- Episode no.: Season 12 Episode 5
- Directed by: Mike Kim
- Written by: Wellesley Wild
- Production code: BACX04
- Original air date: November 17, 2013

Guest appearances
- Michelle Dockery as Lady Mary Crawley; Raoul Bova as mafia leader; Ginger Gonzaga as Chris' teacher; Chris Diamantopoulos;

Episode chronology
| ← Previous "A Fistful of Meg" | Next → "Life of Brian" |
- Family Guy season 12

= Boopa-dee Bappa-dee =

"Boopa-dee Bappa-dee" is the fifth episode of the twelfth season and the 215th overall episode of the animated comedy series Family Guy. It aired on Fox in the United States on November 17, 2013, and is written by Wellesley Wild and directed by Mike Kim. In the episode, the Griffins go to Italy on vacation, but Peter wants to stay there permanently, as he feels life in America has gotten boring.

==Plot==
When the Griffins find out that the airlines are in a price war, Lois talks Peter into taking a trip to Europe. Peter is reluctant and tries to convince the family to stay home, but Lois buys a set of tickets to Italy and fools Peter into thinking they are going to a water park named "Seven Flags Atlantis" until they are on the plane.

Despite Peter's anger at being tricked, Lois tries to convince him that it's an opportunity to spark their romance. They tour Italy but Peter decides he would rather stay in the hotel room so Lois goes off without him. Brian criticizes Peter and shows him when Lois takes off with an Italian guy. Peter tries to intercept them but Lois brushes him off. Peter gets advice from Dean Martin to show him some Italian charm and approaches Lois with a new attitude; Dean promptly leaves on a piece of rigatoni singing "Volare". Lois is reluctant at first but Peter goes to great lengths and eventually wins her over. Feeling that their life has become much better, Peter burns their passports and decides the family will stay in Italy.

A month later, they have become fully integrated as Italians. Meg has even started a relationship with Mario and has brought over his brother Luigi. However, Lois worries that they are falling behind with Peter not working. The family goes to the consulate to try to get their passports back but realize that it is too difficult.

Facing an expensive trip back they decide to sneak back into America. Stowing away on a cargo ship and posing as sex dolls, they eventually make it home.

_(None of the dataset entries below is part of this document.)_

PR #9955, opened 2020-10-01
Avoid resolving container location with the dataset_locks, whenever possible

### LINKED ISSUE #9953: Optimize Rucio-based dataset/pileup data location

amaltaro:
Fixes #9953
Superseeds #9954 (even though that might still be useful)

#### Status
ready

#### Description
The docstring provides a very detailed explanation.
In short, this PR changes the logic for container data location such that it tries to figure the container location by simply looking at the rules, in case there are rules where len(copies) == len(rses), we use that RSE as a container location.
If rules are made against many RSEs, then we need to list all the blocks in the container and ask for their dataset_locks, which is the heavy operation we must avoid as much as possible.

Important note: this will change the current behaviour of pileup input, in the sense that only container-wide location will be considered. Thus, transferring a single block to a given location will not be enough to unstuck a GQE waiting for the pileup to be available!

yes

#### Related PRs
First attempt to fix it in (still under scrutiny): https://github.com/dmwm/WMCore/pull/9954

none

### DIFF
--- a/src/python/WMCore/Services/Rucio/Rucio.py
+++ b/src/python/WMCore/Services/Rucio/Rucio.py
@@ -1071,11 +1071,25 @@ class Rucio(object):
         This method retrieves all the locations where a given container DID is
         currently available and locked (note that, by default, it will not
         return any Tape RSEs). The logic is as follows:
-          1. list the container-level replication rules
-          2. list all the blocks in the container
-          3. for each block, check where it's are locked and available (state=OK),
-             matching one of the replication rule ids discovered in the previous steps
-          4. the input `grouping` specified decides how the list of final RSEs are built
+          1. for each container-level replication rule, check
+            i. if the rule state=OK and if the number of copies is equals to
+             the number of RSEs. If so, that is one of the container locations
+            ii. elif the rule state=OK, then consider that rule id (and its RSEs) to
+             be evaluated against the dataset locks
+            iii. otherwise, don't use the container rule
+          2. if there were no rules with multiple RSEs, then return the RSEs from step 1
+          3. else, retrieve all the blocks in the container and build a block-based dictionary
+            by listing all the dataset_locks for all the blocks:
+            i. if the lock state=OK and the rule_id belongs to one of those multiple RSE locks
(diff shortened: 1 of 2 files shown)


amaltaro:
this is looking good now, even though I see a possible degradation on the Rucio server now :-)

PR #9959, opened 2020-10-02
Delete blocks using container-block mapping

### LINKED ISSUE #9623: Implement the T0 block deletion logic in RucioInjector

germanfgv:
Fixes #9623

**Status**
In development

**Description**
Remake the method so now a container dictionary is used to keep track of blocks and container-level rules, so listDataRules is never used twice for the same container. It also allows us to use getReplicaInfoForBlocks() in bulk. After this, the method checks if the number of available replicas of each block is at least as many as requested by current account. If that's the case, the block can be deleted. listDataRules is then used to retrieve block-level rules that are going to be deleted. Finally, database is updated to reflect the blocks that were deleted.

The method does not use cache to store container replication rules because this method is intended to be executed around once every hour.

It would be very useful to be able to use listDataRules in bulk. Right now this method makes an HTTP request for each container and each deleted block.

**Is it backward compatible (if not, which system it affects?)**
YES

**Related PRs**
This builds upon PR #9936 and change the logic PR #9942 
Requires `listDataRules` changes applied on https://github.com/dmwm/WMCore/pull/9999 (thus a backport to the agent branch is required)

**External dependencies / deployment changes**
None

### DIFF
--- a/src/python/WMComponent/RucioInjector/RucioInjectorPoller.py
+++ b/src/python/WMComponent/RucioInjector/RucioInjectorPoller.py
@@ -102,7 +102,8 @@ class RucioInjectorPoller(BaseWorkerThread):
         self.rucio = Rucio(acct=self.rucioAcct,
                            hostUrl=config.RucioInjector.rucioUrl,
                            authUrl=config.RucioInjector.rucioAuthUrl,
-                           configDict={'logger': self.logger})
+                           configDict={'logger': self.logger,
+                                       'phedexCompatible': False})
 
         # metadata dictionary information to be added to block/container rules
         # cannot be a python dictionary, but a JSON string instead
@@ -379,15 +380,85 @@ class RucioInjectorPoller(BaseWorkerThread):
         """
         _deleteBlocks_
         Find deletable blocks, then decide if to delete based on:
-        Is there an active subscription for dataset or block ?
-          If yes => set deleted=2
-          If no => next check
         Has transfer to all destinations finished ?
-          If yes => request block deletion, approve request, set deleted=1
+          If yes => Delete rules associated with the block, set deleted=1
           If no => do nothing (check again next cycle)
         """
-        # FIXME: figure out the proper logic for rule block deletion
-        logging.info("Starting deleteBlocks methods --> IMPLEMENT-ME!!!")
+        logging.info("Checking if there are block rules to be deleted...")
+
+        # Get list of blocks that can be deleted
+        blockDict = self.findDeletableBlocks.execute(transaction=False)
+
+        if not blockDict:
+            logging.info("No candidate blocks found for rule deletion")
+            return
+
+        logging.info("Found %d candidate blocks for rule deletion", len(blockDict))
+
+        blocksToDelete = []
+        containerDict = {}
+        # Populate containerDict, assigning each block to its correspondant container
+        for blockName in blockDict:
+            container = blockDict[blockName]['dataset']
+            # If the container is not in the dictionary, create a new entry for it
+            if container not in containerDict:
+                # Set of sites to which the container needs to be transferred
+                sites = blockDict[blockName]['sites']
+                containerDict[container] = {'blocks': [], 'rse': sites}
+            containerDict[container]['blocks'].append(blockName)
+
+        for contName in containerDict:
+            cont = containerDict[contName]
+
+            # Checks if the container is not requested in any sites.
+            # This should never be triggered, but better safe than sorry
+            if not cont['rse']:
+                logging.warning("No rules for container: %s. Its blocks won't be deleted.", contName)
+                continue
+
+            try:
+                # Get RSE in which each block is available
+                availableRSEs = self.rucio.getReplicaInfoForBlocks(block=cont['blocks'])
+            except Exception as exc:
+                msg = "Failed to get replica info for blocks in container: %s.\n" % contName
+                msg += "Will retry again in the next cycle. Error: %s" % str(exc)
+                logging.error(msg)
+                continue
+
+            for blockRSEs in availableRSEs:
+                # If block is available at every RSE its container needs to be transferred, the block can be deleted
+                blockSites = set(blockRSEs['replica'])
+                if cont['rse'].issubset(blockSites):
+                    blocksToDelete.append(blockRSEs['name'])
+
+        # Delete agent created rules locking the block
+        binds = []
+        logging.info("Going to delete %d block rules", len(blocksToDelete))
+        for block in blocksToDelete:
+            try:
+                rules = self.rucio.listDataRules(block, scope=self.scope, account=self.rucioAcct)
+            except WMRucioException as exc:
+                logging.warning("Unable to retrieve replication rules for block: %s. Will retry in the next cycle.", block)
+            else:
+                if not rules:
+                    logging.info("Block rule for: %s has been deleted by previous cycles", block)
+                    binds.append({'DELETED': 1, 'BLOCKNAME': block})
+                    continue
+                for rule in rules:
+                    deletedRules = 0
+                    if self.rucio.deleteRule(rule['id']):
+                        logging.info("Successfully deleted rule: %s, for block %s.", rule['id'], block)
+                        deletedRules += 1
+                    else:
+                        logging.warning("Failed to delete rule: %s, for block %s. Will retry in the next cycle.", rule['id'], block)
+                if deletedRules == len(rules):
+                    binds.append({'DELETED': 1, 'BLOCKNAME': block})
+                    logging.info("Successfully deleted all rules for block %s.", block)
+
+
+        self.markBlocksDeleted.execute(binds)
+        logging.info("Marked %d blocks as deleted in the database", len(binds))
+        return
 
     # TODO: this will likely go away once the phedex to rucio migration is over
     def _isContainerTierAllowed(self, containerName, checkRulesList=True):
--- a/src/python/WMComponent/RucioInjector/Database/MySQL/MarkBlocksDeleted.py
+++ b/src/python/WMComponent/RucioInjector/Database/MySQL/MarkBlocksDeleted.py
@@ -20,6 +20,10 @@ class MarkBlocksDeleted(DBFormatter):
              """
 
     def execute(self, binds, conn=None, transaction=False):
+
+        if not binds:
+            return
+
         self.dbi.processData(self.sql, binds, conn=conn,
                              transaction=transaction)
 


amaltaro (commented):
@germanfgv German, could you please update the initial description of this PR (according to the template)?
Once you have changes that you would like to be reviewed, please let me know.

src/python/WMComponent/RucioInjector/RucioInjectorPoller.py
```diff
@@ -378,7 +378,62 @@ def deleteBlocks(self):
...
+                if rule['account'] == self.rucioAcct:
+                    cont['copies'] += rule['copies']
+                    cont['rse'].extend(self.rucio.evaluateRSEExpression(rule['rse_expression'], useCache=True, returnTape=True))
+
+            #Get RSE in which the block is available
+            availableRSEs = self.rucio.getReplicaInfoForBlocks(block=cont['blocks'])
+            
+            for rses in availableRSEs:
+                #Count how many of the copies were requested by this account
+                actualCopies = len(set(rses['replica']) & cont['rse'])
```
germanfgv, line 417: This should be `set(rses['replica']) & set(cont['rse']))`. I fixed it during local pylint tests but must have reversed the changes by accident.

germanfgv:
@amaltaro This code is ready for you to review. Please let me know if you have any comments.

src/python/WMComponent/RucioInjector/RucioInjectorPoller.py
```diff
@@ -370,15 +370,61 @@ def deleteBlocks(self):
...
+            #Retrieve requested copies and RSEs
+            for rule in rules:
+                if rule['account'] == self.rucioAcct:
+                    cont['copies'] += rule['copies']
+                    cont['rse'].extend(self.rucio.evaluateRSEExpression(rule['rse_expression'], useCache=True, returnTape=True))
+
+            #Get RSE in which the block is available
+            availableRSEs = self.rucio.getReplicaInfoForBlocks(block=cont['blocks'])
+
+            for rses in availableRSEs:
```
amaltaro, line 406: How about giving a more meanigful name to this `rses` variable, like `blockRSEs`?

src/python/WMComponent/RucioInjector/RucioInjectorPoller.py
```diff
@@ -370,15 +370,61 @@ def deleteBlocks(self):
...
+                #Count how many of the copies were requested by this account
+                actualCopies = len(set(rses['replica']) & set(cont['rse']))
+
+                #If enough requested copies are available, block can be deleted
+                if cont['copies'] <= actualCopies:
```
amaltaro, line 411: This would delete blocks with 0 copies.
Can you please remind me again what is the logic we discussed here? Is it that the container needs to have at least one rule and that the block needs to be AVAILABLE on at least one RSE?

src/python/WMComponent/RucioInjector/RucioInjectorPoller.py
```diff
@@ -370,15 +370,61 @@ def deleteBlocks(self):
...
+                    deletableBlocks.append(rses['name'])
+
+        #Delete agent ccreated rules locking the block
```
amaltaro, line 414: typo

src/python/WMComponent/RucioInjector/RucioInjectorPoller.py
```diff
@@ -370,15 +370,61 @@ def deleteBlocks(self):
...
+        binds = []
+        for block in deletableBlocks:
```
amaltaro, line 416: Before deleting, log something like
```
logging.info("Going to delete %d blocks", deletableBlocks)
```

src/python/WMComponent/RucioInjector/RucioInjectorPoller.py
```diff
@@ -370,15 +370,61 @@ def deleteBlocks(self):
...
+            rules = self.rucio.listDataRules(block, self.scope)
```
amaltaro, line 417: I think there might be a case where the rule has been properly deleted, but information wasn't persisted on the database. So I would add a protection like:
```
if not rules:
    logging.info("Block rule for: %s has been deleted by previous cycles", block)
    binds.append({'DELETED': 1, 'BLOCKNAME': block})
```

src/python/WMComponent/RucioInjector/RucioInjectorPoller.py
```diff
@@ -370,15 +370,61 @@ def deleteBlocks(self):
...
+            for rule in rules:
+                if rule['account'] == self.rucioAcct:
+                    if self.rucio.deleteRule(rule['id']):
+                        logging.info("Successfully deleted block: %s.", block)
```
amaltaro, line 421: Please be explicit on these logging records, like
```
logging.info("Successfully deleted rule: %s, for block: %s.", rule, block)
```

same for the logging.error line below (and please, make it a warning level instead of error).

src/python/WMComponent/RucioInjector/RucioInjectorPoller.py
```diff
@@ -370,15 +370,61 @@ def deleteBlocks(self):
...
+                        binds.append({'DELETED': 1, 'BLOCKNAME': block})
+                    else:
+                        logging.error("Failed to delete block: %s. Will retry again later.", block)
+        self.markBlocksDeleted.execute(binds)
+
```
amaltaro, line 426:
```suggestion
logging.info("Successfully marked %d blocks as deleted in the database", len(binds))
```

amaltaro (changes requested):
German, that's a good start for this feature. I have made a few comments that require further follow up.
In addition to that, please look at the jenkins report (mostly pep8 I think) and fixed those lines reported matching your changes.

About the `listDataRules`, I think I can change the underlying rucio API used. That would make this implementation slightly easier. However, please do not wait for that in order to start making further changes here.

src/python/WMComponent/RucioInjector/RucioInjectorPoller.py
```diff
@@ -370,15 +370,61 @@ def deleteBlocks(self):
...
+          If yes => Delete rules associated with the block, set deleted=1
           If no => do nothing (check again next cycle)
         """
-        # FIXME: figure out the proper logic for rule block deletion
-        logging.info("Starting deleteBlocks methods --> IMPLEMENT-ME!!!")
+        #Get list of blocks that can be deleted
+        blockDict = self.findDeletableBlocks.execute(transaction=False)
+
+        if not blockDict:
+            logging.info("No blocks were found")
```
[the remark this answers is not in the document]
germanfgv: I updated the logging message according to your recommendations

src/python/WMComponent/RucioInjector/RucioInjectorPoller.py
```diff
@@ -370,15 +370,61 @@ def deleteBlocks(self):
...
+            return
+
+        deletableBlocks = []
+        containerDict = {}
+		#Populate containerDict, assigning each block to its correspondant container
```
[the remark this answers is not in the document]
germanfgv: Indentation fixed.

src/python/WMComponent/RucioInjector/RucioInjectorPoller.py
```diff
@@ -370,15 +370,61 @@ def deleteBlocks(self):
...
+        for blockName in blockDict:
+            containerList = self.rucio.listParentDIDs(blockName, scope=self.scope)
+            for cont in containerList:
+                if cont['name'] not in containerDict:
+                    containerDict[cont['name']] = {'blocks':[], 'rse':[], 'copies':0}
```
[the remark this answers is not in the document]
germanfgv: Sorry, I was checking Pylint reports but not Pep8. White-spaces where added.

src/python/WMComponent/RucioInjector/RucioInjectorPoller.py
germanfgv: Fixed

src/python/WMComponent/RucioInjector/RucioInjectorPoller.py
germanfgv: Logging message added.

amaltaro:
@germanfgv German, can you please rebase this PR such that changes merged in
https://github.com/dmwm/WMCore/pull/9963

are considered? Once you rebase it, please update your code to look for DID rules by providing the rucio account as well (one less `if` statement we need to keep in the component).

src/python/WMComponent/RucioInjector/RucioInjectorPoller.py
```diff
@@ -370,15 +370,61 @@ def deleteBlocks(self):
...
+
+        if not blockDict:
+            logging.info("No blocks were found")
+            return
+
+        deletableBlocks = []
+        containerDict = {}
+		#Populate containerDict, assigning each block to its correspondant container
+        for blockName in blockDict:
+            containerList = self.rucio.listParentDIDs(blockName, scope=self.scope)
```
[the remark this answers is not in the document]
germanfgv: `findDeletableBlocks` was already returning dataset name. I'm now using that info instead of the Rucio call.

src/python/WMComponent/RucioInjector/RucioInjectorPoller.py
germanfgv: I changed the variable name to the one you suggested

src/python/WMComponent/RucioInjector/RucioInjectorPoller.py
germanfgv: We will need either 1 or 2 copies of each block (2 for most RAW data, 1 for other datatiers). I'm (maybe dangerously) assuming that all the necessary container-level rules have been created. If that's the case, cont['copies'] will be equal to the number of copies Tier0 needs.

Looking back, they enjoyed their experience. The house is visited by Mario who wants Meg to take their relationship to the next level. Inside of a Super Mario video game, Meg and Mario finish a level and enter the castle where Meg finds Luigi there.

==Reception==
Eric Thurm of The A.V. Club gave the episode a C−, saying "At first glance, the show’s more chaotic element appears to be in contrast with the tightly scripted/clichéd nature of the sitcom chestnuts it deploys en masse. But the best episodes of Family Guy manage to combine the two seamlessly. 'Boopa-dee Bappa-dee' doesn't do that, so it never rises about [sic] forgettable." The episode received a 2.2 rating and was watched by a total of 4.46 million people, this made it the most watched show on Animation Domination that night beating The Simpsons with 4.08 million.